12. The method of claim 1 further comprising, prior to said depositing, covering the crystalline substrate with a graphene layer, said covering being performed at a temperature ranging between about 300° C. and about 1000° C.

13. A semiconductor heterostructure comprising: an epitaxial layer of a first material received atop a crystalline substrate, the crystalline substrate having a porous layer of a second material, the porous layer having a pore density above a pore density threshold, the second material different from the first material, voids of the porous layer being at least partially filled with atoms of the first material thereby relieving strain existing between the first material of the epitaxial layer and the second material of the porous layer.

14. The semiconductor heterostructure of claim 13 wherein the porous layer includes a strain relieving alloy formed with the second material and the first material.

15. The semiconductor heterostructure of claim 13 wherein the pore density ranges between about 15% and 90%, the pore density defined as a volume of void over a volume of the porous layer.

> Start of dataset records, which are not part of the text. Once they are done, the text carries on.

PR #1806, opened 2024-02-13
Fix namespace name for nested package names

stefanadranca:
Motivation:

The current implementation of the ProtobufParser replaces the dots with their scalar value for the CodeGenerationRequest names. We want the dots to be replaced by "_" or removed.

Modifications:

- cleaned the package name before creting the Name object associated with it
- updated the ProtobufCodeGen tests.

Result:

Tha dots from the package name will be replaced by underscores in the input and output types and will be removed form the other types that are namespace prefixed.


Sources/GRPCProtobufCodeGen/ProtobufCodeGenParser.swift
```diff
@@ -120,10 +120,14 @@ extension CodeGenerationRequest.ServiceDescriptor {
...
+    // Packages that are based on the path of the '.proto' file usually
+    // contain dots. For example: "grpc.test".
+    let cleanNamespace = package.replacingOccurrences(of: ".", with: "_")
     let namespace = CodeGenerationRequest.Name(
-      base: package,
-      generatedUpperCase: NamingUtils.toUpperCamelCase(package),
-      generatedLowerCase: NamingUtils.toLowerCamelCase(package)
+      base: cleanNamespace,
+      generatedUpperCase: NamingUtils.toUpperCamelCase(cleanNamespace),
+      generatedLowerCase: NamingUtils.toLowerCamelCase(cleanNamespace)
```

16. The semiconductor heterostructure of claim 13 wherein said porous layer includes a plurality of microstructures distributed within the porous layer.

17. The semiconductor heterostructure of claim 16 wherein said plurality of microstructures is provided in the form of a plurality of micropillars extending at least partially perpendicularly to a plane of the crystalline substrate.

18. The semiconductor heterostructure of claim 13 further comprising a buffer layer of a semiconductor material sandwiched between the crystalline substrate and the epitaxial layer.

19. The semiconductor heterostructure of claim 13 wherein the crystalline substrate includes a semiconductor material of one of a group IV element, a group III-V element, a group II-VI element, and a group III-N element, the first material being a semiconductor material of one of a group IV element, a group III-V element, a group II-VI element, and a group III-N element, and the second material being a semiconductor material of one of a group IV element, group III-V element, a group II-VI element, and a group III-N element.